Being Single is not as fun as it seems. People hear that I am Single
and immediately respond with, “Whoohoo, single! You can Play the Field!”
Nope.
The Field… is
barren, pal. When I say Single I don’t mean “unmarried and dating around
and having wild girls’ nights out”,
I mean Alone.
Don’t say that kind of thing to Single people unless you know them VERY well.
Your
well meaning insinuations that I am some kind of free, happy-go-lucky,
party-animal because I am without a commitment, and assuming I clearly
desire to be in such a state, is not helpful or asked-for. The fact that
I have been unable, for years, to form meaningful relationships or even
enter dialogue with potential mates is not something I care to discuss.
Nor
do you get to make remarks about me having Standards Too High. Are you
saying I should lower them and go out with the first man who’d notice
me? Because I made the biggest mistake of my life that way once, and
it’s not an option.
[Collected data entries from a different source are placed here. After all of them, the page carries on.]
PR #650, opened 2026-02-04
try fix reapprover workflow

tuminoid:
The reapprover workflow does not seem to trigger most of the times. One probable cause is race condition of pull request workflows being created and this one running. This one might run before the workflows are created, so it doesn't approve them as it doesn't see them.

Also, remove open/ready_for_review triggers as those are not relevant for this workflow. Add labeled instead, so adding /ok-to-test should trigger this and approve the workflows.


tuminoid:
I will replicate this to other repos, if it solves the race condition as expected.

PR #443, opened 2018-03-30
Double-quote attribute values

guardrex:
Singles are perfectly valid under HTML5 ... but inconsistent with our doc samples.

I do not owe a guy attention just because he singles
me out and says “I want that one”. I do get a say, here.
Nor am I
“waiting for Prince Charming”. Many people would have me believe I am
actively driving him away by getting on with my life. I don’t have time
to wait for him if he exists.
Where was this Prince Charming when I was a
child being harassed and bullied and abused by boys every day of my sad
little school life? Where was this Prince Charming when I was young and
looking for love? Where was this Prince Charming when I was failing out
of college and could have used a rescue? Where was this Prince Charming
when I was finding ways to move out of my parents’ house? Where was
this Prince Charming when I was fighting the darkest demons imaginable?
Where was this Prince Charming when I was being stalked, in fear for my
life, fleeing my home?
They tell you Prince Charming is gonna save you from the monsters, and I believed them. Then all the Princes turned out to be
the monsters- or just men.
I’m okay with the ones who are just men,
but now I’ve fought off so many I can’t tell men from monsters anymore. So
I’m alone.
I don’t want a Prince Charming. He doesn’t exist. I
want a man. A humble, ordinary human man who isn’t there to sweep in
and save me. I’d just like him to be …there.